Everything. I would not be surprised if Google knew more than your government
knows about you. Hopefully that does not sound sensationalist. Google also has
come under a fire for their privacy policy changes, so that seminar was
certainly not baseless, and I think it was a bit naive to assume a seminar
about privacy wouldn't focus on Google. Maybe not the _entire_ focus, but
surely it would take up a noticeable chunk.
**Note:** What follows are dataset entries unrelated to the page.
PR #1618, opened 2023-09-27
feat: add LoadImages and ImageRebatch nodes

### LINKED ISSUE #1611: DefaultCPUAllocator: not enough memory
I'm currently attempting to upscale a large number of images (400) inside ComfyUI using an upscaling model. The problem arises when my 32GB of RAM becomes full over time. Is there a way to avoid this issue? I am aware that I can upscale them separately in another program, but it would be convenient to do it in ComfyUI because they are used for a second pass. The closest solution would be to process them in batches, but I haven't found a node for that. Additionally, I only want the upscaler and sampler to run in batches, not everything that follows. Below is the full error message for reference:

```
!!! Exception during processing !!!
  File "C:\Users\letsp\Desktop\ComfyUI_windows_portable\ComfyUI\execution.py", line 152, in recursive_execute
    output_data, output_ui = get_output_data(obj, input_data_all)
  File "C:\Users\letsp\Desktop\ComfyUI_windows_portable\ComfyUI\execution.py", line 82, in get_output_data
    return_values = map_node_over_list(obj, input_data_all, obj.FUNCTION, allow_interrupt=True)
  File "C:\Users\letsp\Desktop\ComfyUI_windows_portable\ComfyUI\execution.py", line 75, in map_node_over_list
    results.append(getattr(obj, func)(**slice_dict(input_data_all, i)))
  File "C:\Users\letsp\Desktop\ComfyUI_windows_portable\ComfyUI\comfy_extras\nodes_upscale_model.py", line 60, in upscale
    s = torch.clamp(s.movedim(-3,-1), min=0, max=1.0)
RuntimeError: [enforce fail at ..\c10\core\impl\alloc_cpu.cpp:72] data. DefaultCPUAllocator: not enough memory: you tried to allocate 32237420544 bytes.
```

Please let me know if you require any further information.

philhk:
This pull request adds the following nodes:

- LoadImages: This node allows you to load multiple images at once from a single directory.
- ImageRebatch: This node allows you to rebatch images. This can be useful when dealing with a lot of images at once, for example, upscaling images. Let's say you are using a 4x upscaler but only want it to be upscaled 2x. You would need to upscale all of your images at once with 4x and then downscale them to 2x, which would require you to have enough RAM for the 4x images in the first place. However, with the `ImageRebatch` node, you can avoid this by doing it in batches, thus reducing RAM usage significantly. This also fixes #1611.

edit: It's important to mention that the `ImageRebatch` node only takes effect on the first nodes to which it's connected. This means you'd need one node that performs the upscaling with the model and the downscaling of the result. In my case, I'm using the [ComfyUI-Workflow-Component](https://github.com/ltdrdata/ComfyUI-Workflow-Component) and have created my own upscale workflow.

### DIFF
--- a/comfy_extras/nodes_rebatch.py
+++ b/comfy_extras/nodes_rebatch.py
@@ -99,10 +99,29 @@ class LatentRebatch:
 
         return (output_list,)
 
+class ImageRebatch:
+    @classmethod
+    def INPUT_TYPES(s):
+        return {"required": { "images": ("IMAGE",),
+                              "batch_size": ("INT", {"default": 1, "min": 1}),
+                              }}
+    RETURN_TYPES = ("IMAGE",)
+
+    OUTPUT_IS_LIST = (True, )
+    FUNCTION = "rebatch_images"
+    CATEGORY = "image/batch"
+
+    def rebatch_images(self, images, batch_size):
+        batched_images = [images[i:i + batch_size] for i in range(0, len(images), batch_size)]
+
+        return (batched_images,)
+    
 NODE_CLASS_MAPPINGS = {
     "RebatchLatents": LatentRebatch,
+    "RebatchImages": ImageRebatch,
 }
 
 NODE_DISPLAY_NAME_MAPPINGS = {
     "RebatchLatents": "Rebatch Latents",
+    "RebatchImages": "Rebatch Images",
 }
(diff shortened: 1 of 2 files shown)


Death259:
This would be fantastic! I tend to create my images en masse and then remove the ones I don't want and upscale the rest and this would help tremendously with that.

mcmonkey4eva:
This type of raw file path handling is not ideal. This should go through the folder_paths system, and supply eg a dropdown of folder names within the `input/` directory as the only valid inputs

PR #1628, opened 2023-09-28
Adding soft injection mode to ControlNet

mlinmg:
Added the soft injection mechanism, which will modulate how the weights are injected.
It is best to use this when performing high-res fix with controlnet, as well as controlnet inpaint.
To use this simply pass to the `controlnet apply node` image input a dict like this {'image': image, 'soft_injection': True} instead of an image tensor (the type should remain IMAGE).
This will work with the advanced apply controlnet (it will assign 2 scaled weights, one for each controlnet) and SDXL. It will guess the model based on the controlnet architecture.
This will not break anything since if you pass only an image to the node, the Coontrolnet Apply node will behave as usual

### DIFF
--- a/comfy/controlnet.py
+++ b/comfy/controlnet.py
@@ -30,6 +30,7 @@ def broadcast_image_to(tensor, target_batch_size, batched_number):
 
 class ControlBase:
     def __init__(self, device=None):
+        self.scaled_weight = None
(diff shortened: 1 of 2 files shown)


mlinmg:
This does not produce any good improvements

PR #1651, opened 2023-10-02
This is a wip trying to add login security

TashaSkyUp:
trying to follow this tutorial:
https://aiohttp-security.readthedocs.io/en/latest/example.html

and to modify base comfy files as little as possible. I'm at a dead end right now however.


mcmonkey4eva:
Closing as this is an outdated WIP rather than an actual feature PR

PR #1652, opened 2023-10-02
Detect and report infinite loops

chrisgoringe:
Infinite loops in the workflow don't currently give a good error message. 

This PR detects loops by maintaining a stack in the recursive calls of `validate_input`. If we try to validate a node that is already on the stack, it's a loop, so we fail validation with a descriptive error and return.

In addition (the changes after line 650), the `extra_info` is currently discarded. This change adds the extra_info from errors which have cascaded down into the final report.

### DIFF
--- a/execution.py
+++ b/execution.py
@@ -384,7 +384,7 @@ class PromptExecutor:
 
 
 
-def validate_inputs(prompt, item, validated):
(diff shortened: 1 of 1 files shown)


mcmonkey4eva:
likely outdated by #2666

Issue #1674, opened 2023-10-06
List output types broken with recent changes


rgthree:
Looks like 6fc7314 and then b9b178b changed input widget types in a way that breaks other nodes in away (that seemed to only consider the PrimitiveNode).

FWIW, a better type system for arrays would be great, but I think consideration needs to be taken to not churn and break nodes with array types already.

The problem currently lies in a Python configured node still outputs array types as a joined list; but the changes in the commits above create a new type for list widgets converted to inputs, which is now not compatible.

WASasquatch:
Could also, just drop PrimitiveNodes and stop trying to make them work xD

But really, these things are so bad, and have inherent limitations that act like bugs.

rgthree:
Looks like more breakages here: #1682

PR #1675, opened 2023-10-06
If the output type is an array, use combo

pythongosssss:
Should fix custom nodes that are returning arrays as an output type

### DIFF
--- a/web/scripts/app.js
+++ b/web/scripts/app.js
@@ -1306,7 +1306,8 @@ export class ComfyApp {
 					}
 
 					for (const o in nodeData["output"]) {
-						const output = nodeData["output"][o];
+						let output = nodeData["output"][o];
+						if(output instanceof Array) output = "COMBO";
 						const outputName = nodeData["output_name"][o] || output;
 						const outputShape = nodeData["output_is_list"][o] ? LiteGraph.GRID_SHAPE : LiteGraph.CIRCLE_SHAPE ;
 						this.addOutput(outputName, output, { shape: outputShape });


rgthree:
Thanks for the quick turnaround! This will fix future node instantiations, but there's still some issues compared to the previous state.

1) Now all combos and connect to all combos, where as before 6fc7314 and b9b178b the values would only match to each other (in other words, now a COMBO of "ckpt_name" can connect to a COMBO of "sampler_name" where it would not have before).
2) This change is not backwards compatible as all existing workflows are still in a broken state, since the existing nodes with combo outputs have their type already serialized to the values .join list in the workflow. So pulling a workflow in will remain broken until users re-create every node with a combo output.


Also, somewhat tracking here: https://github.com/comfyanonymous/ComfyUI/issues/1674

pythongosssss:
Yeah, currently looking, this was a quick fix to stop the errors, i've installed your nodes to test this.

rgthree:
Cool. Honestly, the joined value list felt less ideal, so making it better would be great. What I'd love is if the list types coming from python could be a named type, across the system, instead of list values.

So, 

```python
  def INPUT_TYPES(cls):
    return {
      "required": {
        "sampler_name": (comfy.samplers.KSampler.SAMPLERS,),
        "scheduler": (comfy.samplers.KSampler.SCHEDULERS,),
      }
    }
```

Could be node slot types `SAMPLERS` and `SCHEDULERS` individually, instead of the concat list of values on the users' system at that time like it was before, but also not just generically "COMBO" going forward (so they can't connect to each other).

Anyway, thanks for taking a look!

WASasquatch:
> Could be node slot types `SAMPLERS` and `SCHEDULERS` individually, instead of the concat list of values on the users' system at that time like it was before, but also not just generically "COMBO" going forward (so they can't connect to each other).

Wouldn't that break a lot? Since you could be using a primitive and shipping that list off to something else? For example, your custom sampler is that, and mine may be:

```python
  def INPUT_TYPES(cls):
    return {
      "required": {
        "sampler": ("SAMPLER_NAME", comfy.samplers.KSampler.SAMPLERS),
        "scheduler_type": ("SCHEDULER_TYPE", comfy.samplers.KSampler.SCHEDULERS),
      }
    }
    
    Or something silly, and then those technically compatible lists are incompatible? 
    
    It's just as bad as using a primitive on a INT in one node, and trying to use it on another, and you can't, because it cares about min/max etc and exact type it was initially hooked up to, instead of relying on user-confidence and error reporting. 
```

rgthree:
Yea, pretty much, but it's consistent with the system now. I could load a model and output as a "THE_MODEL" type and it would be incompatible with other MODEL inputs, despite it being the same type instance.

What I mean though is more about consistent types for these lists from the core nodes. If the core system had called its list of samplers for an input "SAMPLER" or "SAMPLER_NAME" instead of the list values itself, etc. then that's what other nodes outputs' would use. If that could be used in the future, then we would all use that to pass around these core lists in a compatible way. (and, in that world, you wouldn't choose to use "SAMPLER_NAME" if all the other nodes call it "SAMPLER" etc.)

Then, some patching work in the UI to make it backwards compatible with old workflows that have the list of values.

pythongosssss:
I think possibly a workable short-term fix may just be to have a `onConnectInput` handle that, if the input is a `COMBO` type, validates that the entries are the same. It should be able to lookup either the node object data which will contain the elements, or the config if it is a converted widget.

Being able to declare global types for these lists would be good, but I'd be worried about conflicting type names...

WASasquatch:
> I think possibly a workable short-term fix may just be to have a `onConnectInput` handle that, if the input is a `COMBO` type, validates that the entries are the same. It should be able to lookup either the node object data which will contain the elements, or the config if it is a converted widget.

That seems like a good quick-fix assuming I understand. Say `SAMPLER` and `SAMPLER_NAME` are the same thing, it would first find that they do not match, but as a last resort, check to see if the data is the same, and if so, allow it?

rgthree:
@pythongosssss That seems like an OK short term fix, but it’s still a step backwards from the original joiner values, since it’s _after_ trying to connect; so dragging an incompatible COMBO noodle will light up another COMBO that it will then disconnect.

Maybe putting it in the `LiteGraph.isValidConnection` is better; can’t remember if that is used to light up the valid connections too.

Coming from Microsoft, however, I could see why the author walked out. The
goal was not to educate the government or its people; the goal was to scare
people into using Microsoft products.

------
yoyar
Vilify Microsoft if you like; I won't object, there's plenty there to work
with. But really, what's the core problem here? The core of it is that the
government is able to use force to control people/corporations. You might be
OK with that when it works for you but when it goes the other way you might
want to pay attention as well. Does anyone really expect that politicians from
Europe (or anywhere else for that matter) are going to make correct decisions
about regulating the internet? Well, given their stellar record I suppose
they'll do a fantastic job. Much better to let consumers decide.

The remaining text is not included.